**Data**
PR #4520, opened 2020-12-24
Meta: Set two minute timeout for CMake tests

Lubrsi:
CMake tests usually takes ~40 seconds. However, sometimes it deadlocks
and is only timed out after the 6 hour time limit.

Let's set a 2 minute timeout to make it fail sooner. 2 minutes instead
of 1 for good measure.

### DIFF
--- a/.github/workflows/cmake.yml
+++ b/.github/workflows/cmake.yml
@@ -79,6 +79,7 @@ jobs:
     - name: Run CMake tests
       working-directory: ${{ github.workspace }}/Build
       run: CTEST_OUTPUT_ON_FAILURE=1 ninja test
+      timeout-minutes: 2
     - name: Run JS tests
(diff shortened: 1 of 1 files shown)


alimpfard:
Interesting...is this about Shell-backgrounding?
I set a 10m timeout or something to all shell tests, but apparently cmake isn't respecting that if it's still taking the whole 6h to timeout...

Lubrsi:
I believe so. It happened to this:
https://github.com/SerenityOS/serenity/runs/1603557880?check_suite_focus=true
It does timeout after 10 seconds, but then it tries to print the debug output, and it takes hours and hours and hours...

==

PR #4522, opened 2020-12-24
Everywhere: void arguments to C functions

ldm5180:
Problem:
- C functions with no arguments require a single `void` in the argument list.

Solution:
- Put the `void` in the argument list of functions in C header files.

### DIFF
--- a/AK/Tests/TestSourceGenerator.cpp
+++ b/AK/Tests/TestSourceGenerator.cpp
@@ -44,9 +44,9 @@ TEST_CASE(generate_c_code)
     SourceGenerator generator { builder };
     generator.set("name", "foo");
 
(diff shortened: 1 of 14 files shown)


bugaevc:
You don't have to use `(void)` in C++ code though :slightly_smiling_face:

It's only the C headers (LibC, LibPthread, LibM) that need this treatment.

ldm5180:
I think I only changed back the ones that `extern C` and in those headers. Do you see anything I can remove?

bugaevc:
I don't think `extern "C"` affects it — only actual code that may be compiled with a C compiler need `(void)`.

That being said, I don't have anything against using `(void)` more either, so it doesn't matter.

**Instructions to follow**
Beginning with the line holding "PR #4520, opened 2020-12-24" and ending with the line holding "It does timeout", write out the stretch of material above exactly; add no further lines.

**Your response**
PR #4520, opened 2020-12-24
Meta: Set two minute timeout for CMake tests

Lubrsi:
CMake tests usually takes ~40 seconds. However, sometimes it deadlocks
and is only timed out after the 6 hour time limit.

Let's set a 2 minute timeout to make it fail sooner. 2 minutes instead
of 1 for good measure.

### DIFF
--- a/.github/workflows/cmake.yml
+++ b/.github/workflows/cmake.yml
@@ -79,6 +79,7 @@ jobs:
     - name: Run CMake tests
       working-directory: ${{ github.workspace }}/Build
       run: CTEST_OUTPUT_ON_FAILURE=1 ninja test
+      timeout-minutes: 2
     - name: Run JS tests
(diff shortened: 1 of 1 files shown)


alimpfard:
Interesting...is this about Shell-backgrounding?
I set a 10m timeout or something to all shell tests, but apparently cmake isn't respecting that if it's still taking the whole 6h to timeout...

Lubrsi:
I believe so. It happened to this:
https://github.com/SerenityOS/serenity/runs/1603557880?check_suite_focus=true
It does timeout after 10 seconds, but then it tries to print the debug output, and it takes hours and hours and hours...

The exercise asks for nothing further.